__Task instructions__. Nothing in the data may be altered; copy it all exactly.
*** Opening of Study material ***
PR #3502, opened 2026-07-03
docs(attendance): MP-4 makeup-punch admin config-card design-lock (RATIFIED)

zensgit:
## Why

MP-2/MP-3 makeup-punch enforcement is live on main, but there is no admin surface to configure `makeupPunchPolicy` — the only "runtime without a config face" gap in the attendance line. This locks the MP-4 admin config card so the implementation is a mechanical, separately-opt-in slice. **Design-lock-first: this PR is docs-only; the Vue card + behavioral test does not begin until this lock is ratified.**

## What (1 file, +117)

`docs/development/attendance-makeup-punch-admin-config-card-design-lock-20260702.md`, Status **PROPOSED**:

- **§1 Scope** — MP-4 = the config card only. Frontend-only: `makeupPunchPolicy` already exists end-to-end on main (`DEFAULT_SETTINGS`/`mergeSettings`/normalizer/zod/MP-2-3 enforcement), so no backend/migration change. Explicitly OUT: MP-5 (request UX), MP-6 (staging), and the AE staging-window closure acceptance (feeds none of the AE-4/RD-4/5/v1-8 PASS stamps).
- **§2 Policy contract** — a field table with one row per top-level `makeupPunchPolicy` field (9 fields; `cycle`/`quota`/`submitWindow` expanded to sub-rows), each with its default, its enum-strict zod bound, and a verified "runtime reads it?" column. Coverage is defined by the table (no bare prose count). Honors the ratified §9 numbers.
- **§3 Card UI** — mirrors the RD-4 report-digest card precedent (`#3283`/`97b363977`) exactly: same 4-file set, `data-makeup-punch=*` selectors, control types per field. States the **honest anchor-nav consequence**: adding a rail section bumps `attendance-admin-anchor-nav.spec.ts` 32 → 33 at both assertions (lines 127 and 835) + adds the label — required, not a no-op.
- **§4 Load/save** — `applyMakeupPunchPolicyToForm` into `loadSettings`; `saveMakeupPunchPolicy` PUTs only the `makeupPunchPolicy` key with full sub-objects (deep-merge discipline); `showAdmin`+`shouldShowAdminSection`+403→`adminForbidden` gate (not `provisionUserIsAdmin`).
- **§5 Enablement preconditions** — the RBAC single-tenant posture, elevated to a first-class section: `attendance:admin` is a global permission and `org_id` is a partition key, not an auth boundary, so this card must be enabled only under a single-tenant posture — and that line goes into the **release/operator note** at customer enablement, not an issue comment.
- **§6 Test plan** — put the behavioral test inside the already-guarded `attendance-admin-regressions.spec.ts` so no `attendance-web-guard` workflow edit is needed (avoids skip-shaped-green); update the anchor-nav counts.
- **§7 Deferrals** — runtime is a separate opt-in; MP-5/MP-6 stay gated.

## Verification

Built via a grounded design workflow (parallel readers over the runtime contract, the RD-4 UI precedent, and scope/RBAC) then self-adversarially reviewed: every §2 key/default/zod bound checked against `index.cjs:284`/`:21407`; the "runtime reads it?" column against the MP-2/3 enforcement path `:26735-26781`; the anchor-nav counts against the live spec (`toHaveLength(32)`@127, `.toBe(32)`@835); the §5 route/permission citations re-verified and corrected against origin/main (GET/PUT settings `:41083`/`:41408`, `getOrgId:5823`, `withPermission:19911`). No bare field count, no external brand names, exactly one new file (no runtime code).

## After ratify

The runtime slice is a single frontend-only PR mirroring `97b363977`'s 4-file set (card + rail id/nav + the two test edits). MP-5/MP-6 remain separate owner-gated slices.

### DIFF
--- a/docs/development/attendance-makeup-punch-admin-config-card-design-lock-20260702.md
+++ b/docs/development/attendance-makeup-punch-admin-config-card-design-lock-20260702.md
@@ -1,8 +1,8 @@
-# Attendance MP-4 — makeup-punch admin config card design-lock
+# Attendance MP-4 — makeup-punch admin config card design-lock (RATIFIED)
 
-**Status:** PROPOSED (awaiting owner ratify) · **Date:** 2026-07-02 · **Slice:** MP-4 (admin config UI for `makeupPunchPolicy`)
+**Status:** RATIFIED (owner review, 2026-07-02) · **Date:** 2026-07-02 · **Slice:** MP-4 (admin config UI for `makeupPunchPolicy`)
 
-This design-lock writes **no runtime code**. It locks the shape of the makeup-punch admin config card so the follow-up implementation (Vue card + behavioral test) is a mechanical, separately-opt-in slice. The runtime slice does not begin until this lock is ratified.
+This design-lock writes **no runtime code**. It locks the shape of the makeup-punch admin config card so the follow-up implementation (Vue card + behavioral test) is a mechanical, separately-opt-in slice. The runtime slice remains separate and starts only after an explicit owner opt-in.
 
 ---
 
--- a/docs/development/attendance-makeup-punch-admin-config-card-design-lock-20260702.md
+++ b/docs/development/attendance-makeup-punch-admin-config-card-design-lock-20260702.md
@@ -1,0 +1,118 @@
+# Attendance MP-4 — makeup-punch admin config card design-lock
+
+**Status:** PROPOSED (awaiting owner ratify) · **Date:** 2026-07-02 · **Slice:** MP-4 (admin config UI for `makeupPunchPolicy`)
+
+This design-lock writes **no runtime code**. It locks the shape of the makeup-punch admin config card so the follow-up implementation (Vue card + behavioral test) is a mechanical, separately-opt-in slice. The runtime slice does not begin until this lock is ratified.
+
+---
+
+## §1 Scope
+
+**In scope (MP-4):** an admin settings card that reads and writes the already-live `makeupPunchPolicy` org setting through `GET`/`PUT /api/attendance/settings`, plus its admin-rail registration and the two test edits that registration forces. Nothing else.
+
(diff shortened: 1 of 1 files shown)


zensgit:
Revised after review (force-pushed `257083c63`) — two findings fixed, still PROPOSED / not ratified:

**[P1] `allowedRequestTypes` was mis-marked as runtime-consumed.** Verified against `origin/main`: the request-type gate uses the frozen `MAKEUP_PUNCH_ALLOWED_REQUEST_TYPES` constant (`index.cjs` ~L12650, referenced ~L12882/26737/27940/27979/28562); `policy.allowedRequestTypes` is normalized + zod-validated but **never read** by `enforceMakeupPunchPolicy`/`buildMakeupPunchPolicySnapshot`. Fix: the §2 "runtime reads it?" column is now three-state (**Enforced** / **Snapshot-only** / **Not consumed**); `allowedRequestTypes` = Not consumed and the card renders it **read-only/informational** (not an editable checkbox group that would save-but-do-nothing). Chose the owner's option 1 (keep MP-4 frontend-only, read-only field); option 2 (wire the field into enforcement) is written up as a separate owner-gated **backend** slice in §7, since it changes accept/reject behavior. The same audit reclassified `cycle.type`/`quota.principal`/`submitWindow.unit` as Snapshot-only (single-valued, no behavioral branch) — also read-only in the card.

**[P2] line-ref drift.** `normalizeMakeupPunchPolicySetting` is defined ~L12671 (L12165 is only its call site); settings routes re-verified at ~L41083 (GET) / ~L41408 (PUT). All citations switched to **symbol + approximate `~L`** anchors so the design-lock doesn't hard-lock a drifting line.

No bare field count, no brand names, one file, no runtime code. Ready for a fresh ratify decision.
*** Close of Study material ***
__Result of the exercise__.
PR #3502, opened 2026-07-03
docs(attendance): MP-4 makeup-punch admin config-card design-lock (RATIFIED)

zensgit:
## Why

MP-2/MP-3 makeup-punch enforcement is live on main, but there is no admin surface to configure `makeupPunchPolicy` — the only "runtime without a config face" gap in the attendance line. This locks the MP-4 admin config card so the implementation is a mechanical, separately-opt-in slice. **Design-lock-first: this PR is docs-only; the Vue card + behavioral test does not begin until this lock is ratified.**

## What (1 file, +117)

`docs/development/attendance-makeup-punch-admin-config-card-design-lock-20260702.md`, Status **PROPOSED**:

- **§1 Scope** — MP-4 = the config card only. Frontend-only: `makeupPunchPolicy` already exists end-to-end on main (`DEFAULT_SETTINGS`/`mergeSettings`/normalizer/zod/MP-2-3 enforcement), so no backend/migration change. Explicitly OUT: MP-5 (request UX), MP-6 (staging), and the AE staging-window closure acceptance (feeds none of the AE-4/RD-4/5/v1-8 PASS stamps).
- **§2 Policy contract** — a field table with one row per top-level `makeupPunchPolicy` field (9 fields; `cycle`/`quota`/`submitWindow` expanded to sub-rows), each with its default, its enum-strict zod bound, and a verified "runtime reads it?" column. Coverage is defined by the table (no bare prose count). Honors the ratified §9 numbers.
- **§3 Card UI** — mirrors the RD-4 report-digest card precedent (`#3283`/`97b363977`) exactly: same 4-file set, `data-makeup-punch=*` selectors, control types per field. States the **honest anchor-nav consequence**: adding a rail section bumps `attendance-admin-anchor-nav.spec.ts` 32 → 33 at both assertions (lines 127 and 835) + adds the label — required, not a no-op.
- **§4 Load/save** — `applyMakeupPunchPolicyToForm` into `loadSettings`; `saveMakeupPunchPolicy` PUTs only the `makeupPunchPolicy` key with full sub-objects (deep-merge discipline); `showAdmin`+`shouldShowAdminSection`+403→`adminForbidden` gate (not `provisionUserIsAdmin`).
- **§5 Enablement preconditions** — the RBAC single-tenant posture, elevated to a first-class section: `attendance:admin` is a global permission and `org_id` is a partition key, not an auth boundary, so this card must be enabled only under a single-tenant posture — and that line goes into the **release/operator note** at customer enablement, not an issue comment.
- **§6 Test plan** — put the behavioral test inside the already-guarded `attendance-admin-regressions.spec.ts` so no `attendance-web-guard` workflow edit is needed (avoids skip-shaped-green); update the anchor-nav counts.
- **§7 Deferrals** — runtime is a separate opt-in; MP-5/MP-6 stay gated.

## Verification

Built via a grounded design workflow (parallel readers over the runtime contract, the RD-4 UI precedent, and scope/RBAC) then self-adversarially reviewed: every §2 key/default/zod bound checked against `index.cjs:284`/`:21407`; the "runtime reads it?" column against the MP-2/3 enforcement path `:26735-26781`; the anchor-nav counts against the live spec (`toHaveLength(32)`@127, `.toBe(32)`@835); the §5 route/permission citations re-verified and corrected against origin/main (GET/PUT settings `:41083`/`:41408`, `getOrgId:5823`, `withPermission:19911`). No bare field count, no external brand names, exactly one new file (no runtime code).

## After ratify

The runtime slice is a single frontend-only PR mirroring `97b363977`'s 4-file set (card + rail id/nav + the two test edits). MP-5/MP-6 remain separate owner-gated slices.

### DIFF
--- a/docs/development/attendance-makeup-punch-admin-config-card-design-lock-20260702.md
+++ b/docs/development/attendance-makeup-punch-admin-config-card-design-lock-20260702.md
@@ -1,8 +1,8 @@
-# Attendance MP-4 — makeup-punch admin config card design-lock
+# Attendance MP-4 — makeup-punch admin config card design-lock (RATIFIED)
 
-**Status:** PROPOSED (awaiting owner ratify) · **Date:** 2026-07-02 · **Slice:** MP-4 (admin config UI for `makeupPunchPolicy`)
+**Status:** RATIFIED (owner review, 2026-07-02) · **Date:** 2026-07-02 · **Slice:** MP-4 (admin config UI for `makeupPunchPolicy`)
 
-This design-lock writes **no runtime code**. It locks the shape of the makeup-punch admin config card so the follow-up implementation (Vue card + behavioral test) is a mechanical, separately-opt-in slice. The runtime slice does not begin until this lock is ratified.
+This design-lock writes **no runtime code**. It locks the shape of the makeup-punch admin config card so the follow-up implementation (Vue card + behavioral test) is a mechanical, separately-opt-in slice. The runtime slice remains separate and starts only after an explicit owner opt-in.
 
 ---
 
--- a/docs/development/attendance-makeup-punch-admin-config-card-design-lock-20260702.md
+++ b/docs/development/attendance-makeup-punch-admin-config-card-design-lock-20260702.md
@@ -1,0 +1,118 @@
+# Attendance MP-4 — makeup-punch admin config card design-lock
+
+**Status:** PROPOSED (awaiting owner ratify) · **Date:** 2026-07-02 · **Slice:** MP-4 (admin config UI for `makeupPunchPolicy`)
+
+This design-lock writes **no runtime code**. It locks the shape of the makeup-punch admin config card so the follow-up implementation (Vue card + behavioral test) is a mechanical, separately-opt-in slice. The runtime slice does not begin until this lock is ratified.
+
+---
+
+## §1 Scope
+
+**In scope (MP-4):** an admin settings card that reads and writes the already-live `makeupPunchPolicy` org setting through `GET`/`PUT /api/attendance/settings`, plus its admin-rail registration and the two test edits that registration forces. Nothing else.
+
(diff shortened: 1 of 1 files shown)


zensgit:
Revised after review (force-pushed `257083c63`) — two findings fixed, still PROPOSED / not ratified:

**[P1] `allowedRequestTypes` was mis-marked as runtime-consumed.** Verified against `origin/main`: the request-type gate uses the frozen `MAKEUP_PUNCH_ALLOWED_REQUEST_TYPES` constant (`index.cjs` ~L12650, referenced ~L12882/26737/27940/27979/28562); `policy.allowedRequestTypes` is normalized + zod-validated but **never read** by `enforceMakeupPunchPolicy`/`buildMakeupPunchPolicySnapshot`. Fix: the §2 "runtime reads it?" column is now three-state (**Enforced** / **Snapshot-only** / **Not consumed**); `allowedRequestTypes` = Not consumed and the card renders it **read-only/informational** (not an editable checkbox group that would save-but-do-nothing). Chose the owner's option 1 (keep MP-4 frontend-only, read-only field); option 2 (wire the field into enforcement) is written up as a separate owner-gated **backend** slice in §7, since it changes accept/reject behavior. The same audit reclassified `cycle.type`/`quota.principal`/`submitWindow.unit` as Snapshot-only (single-valued, no behavioral branch) — also read-only in the card.

**[P2] line-ref drift.** `normalizeMakeupPunchPolicySetting` is defined ~L12671 (L12165 is only its call site); settings routes re-verified at ~L41083 (GET) / ~L41408 (PUT). All citations switched to **symbol + approximate `~L`** anchors so the design-lock doesn't hard-lock a drifting line.

No bare field count, no brand names, one file, no runtime code. Ready for a fresh ratify decision.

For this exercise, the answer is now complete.